The International Republican Institute asserted that "Somaliland’s election was peaceful, without major incident and generally met international standards. Hundreds of thousands of Somalilanders turned out to vote in their fourth election, and although wanting international recognition, did not wait to continue to build their nascent democracy. The international community should credit such democratic progress and the example it sets for others."

==Results==
The Somaliland National Election Commission announced the results on 1 July 2010, the fiftieth anniversary of independence from Britain.

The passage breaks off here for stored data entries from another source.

PR #284, opened 2020-07-22
[a11y] Add box-shadow to TextButton

michaeljaltamirano:
I've updated most of our button stylings, but saw that our TextButton component has it's own stand-alone focus outline override. This PR adds the box-shadow we've been adding across components for keyboard navigation focus management. 

Screen Shot 2020-07-22 at 3 26 54 PM

Andrew and Ben tagged as a general FYI

### DIFF
--- a/src/shared-components/button/components/textButton/style.ts
+++ b/src/shared-components/button/components/textButton/style.ts
@@ -1,8 +1,7 @@
 import styled from '@emotion/styled';
 
-import { COLORS } from '../../../../constants';
+import { BOX_SHADOWS, COLORS } from '../../../../constants';
 
-/* eslint-disable-next-line import/prefer-default-export */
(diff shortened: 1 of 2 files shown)


src/shared-components/button/components/textButton/style.ts
```diff
@@ -19,5 +18,6 @@ export const BaseTextButton = styled.button<{ disabled: boolean }>`
   &:active,
   &:focus {
     outline: none;
+    box-shadow: ${BOX_SHADOWS.focusSecondary};
```
ipc103, line 21: Just a note that I'm going to add a note to our pitch to look at potentially defining `FOCUS.secondary` - might be helpful to remove some of the duplication and make things a bit more expressive. Definitely not needed for now though.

They showed that Ahmed M. Mahamoud Silanyo had won the presidential election with just under 50% of the vote, defeating incumbent president Dahir Riyale Kahin, who received 33%.

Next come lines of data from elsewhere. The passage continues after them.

PR #285, opened 2020-07-22
[a11y] Add keyboard control to Accordion component

ipc103:
[Asana Task](https://app.asana.com/0/1182623358122135/1182893274583743)

In this PR:

  * Adds a keyDown listener so that you can expand or close the Accordion using the Enter key
  * Provides tabIndex, role, and our custom focus state to the Accordion title to make the button focusable
  * Uses `aria-expanded`, `aria-disabled`, and `aria-hidden` to provide additional info to screen readers and to ensure that disabled components will not raise color-contrast issues


ipc103:
Going to merge this in now, but will wait until tomorrow or Friday to cut another Radiance release as I think we have a few other in-flight changes.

| Candidate |  | Running mate | Party | Votes | % |
|  | Ahmed Mahamoud Silanyo | Abdirahman Saylici | Peace, Unity, and Development Party | 266,906 | 49.59 |
|  | Dahir Riyale Kahin | Ahmed Yusuf Yasin | United Peoples' Democratic Party | 178,881 | 33.23 |
|  | Faysal Ali Warabe | Mohammad Rashid | For Justice and Development | 92,459 | 17.18 |
| Total |  |  |  | 538,246 | 100.00 |
| Total votes |  |  |  | 538,246 | – |
| Registered voters/turnout |  |  |  | 1,069,914 | 50.31 |
Source: NEC, African Elections Database

===By district===

Legend
|  | Kulmiye victory |  | UDUB victory |

| # | Region | District | KULMIYE |  | UDUB |  | UCID |  | Total votes |  | Margin |  |
| Votes | % | Votes | % | Votes | % | Votes | % | Votes | % |
| 1 | Awdal | Saylac | 3,209 | 42.0% | 4,256 | 55.6% | 184 | 2.4% | 7,649 | 1.4% | -1,047 | -13.7% |
| 2 | Awdal | Lughaya | 2,074 | 48.3% | 2,080 | 48.4% | 143 | 3.3% | 4,297 | 0.8% | -6 | -0.1% |
| 3 | Awdal | Boorame | 9,218 | 16.4% | 44,443 | 79.0% | 2,584 | 4.6% | 56,245 | 10.4% | -35,225 | -62.6% |
| 4 | Awdal | Baki | 3,951 | 30.1% | 8,826 | 67.1% | 370 | 2.8% | 13,147 | 2.4% | -4,875 | -37.1% |
| 5 | Maroodi Jeex | Gabiley | 38,305 | 72.3% | 12,841 | 24.2% | 1,858 | 3.5% | 53,004 | 9.8% | 25,464 | 48.0% |
| 6 | Maroodi Jeex | Hargeysa | 73,884 | 44.7% | 40,919 | 24.7% | 50,616 | 30.6% | 165,419 | 30.7% | 32,965 | 19.9% |
| 7 | Maroodi Jeex | Bali Gubadle | 4,984 | 66.4% | 1,813 | 24.2% | 709 | 9.4% | 7,506 | 1.4% | 3,171 | 42.2% |
| 8 | Maroodi Jeex | Sallaxley | 999 | 8.9% | 423 | 3.8% | 9,800 | 87.3% | 11,222 | 2.1% | 576 | 5.1% |
| 9 | Saaxil | Berbera | 8,115 | 38.3% | 11,046 | 52.1% | 2,048 | 9.7% | 21,209 | 3.9% | -2,931 | -13.8% |
| 10 | Saaxil | Sheekh | 2,433 | 30.4% | 4,507 | 56.3% | 1,062 | 13.3% | 8,002 | 1.5% | -2,074 | -25.9% |
| 11 | Togdheer | Burco | 63,554 | 71.1% | 16,824 | 18.8% | 8,999 | 10.1% | 89,377 | 16.6% | 46,730 | 52.3% |
| 12 | Togdheer | Oodweyne | 4,940 | 33.9% | 4,480 | 30.8% | 5,146 | 35.3% | 14,566 | 2.7% | 460 | 3.2% |
| 13 | Togdheer | Buuhoodle | 7,252 | 94.1% | 309 | 4.0% | 149 | 1.9% | 7,710 | 1.4% | 6,943 | 90.1% |
| 14 | Sool | Caynabo | 13,509 | 80.6% | 2,317 | 13.8% | 933 | 5.6% | 16,759 | 3.1% | 11,192 | 66.8% |
| 15 | Sool | Laascaanood | 1,848 | 44.9% | 1,717 | 41.7% | 554 | 13.4% | 4,119 | 0.8% | 131 | 3.2% |
| 16 | Sool | Xudun | 0 | 0.0% | 0 | 0.0% | 0 | 0.0% | 0 | 0.0% | 0 | 0.0% |
| 17 | Sanaag | Gar'adag | 4,131 | 81.8% | 735 | 14.5% | 186 | 3.7% | 5,052 | 0.9% | 3,396 | 67.2% |
| 18 | Sanaag | Ceel Afweyn | 9,313 | 66.3% | 2,762 | 19.7% | 1,971 | 14.0% | 14,046 | 2.6% | 6,551 | 46.6% |
| 19 | Sanaag | Ceerigaabo | 15,061 | 39.5% | 18,849 | 49.5% | 4,182 | 11.0% | 38,092 | 7.1% | -3,788 | -9.9% |
| 20 | Sanaag | Badhan | 126 | 6.9% | 734 | 40.2% | 965 | 52.9% | 1,825 | 0.3% | -608 | -33.3% |
| 21 | Sanaag | Dhahar | 0 | 0.0% | 0 | 0.0% | 0 | 0.0% | 0 | 0.0% | 0 | 0.0% |
| Total |  |  | 266,906 | 49.5% | 179,881 | 33.4% | 92,459 | 17.15% | 538,246 | 100% | -87,025 | -16.14% |
Source: NEC

==Aftermath==
After the results were announced, Kahin congratulated Silanyo and reiterated that he would step down. Silanyo was sworn in on 27 July at a ceremony.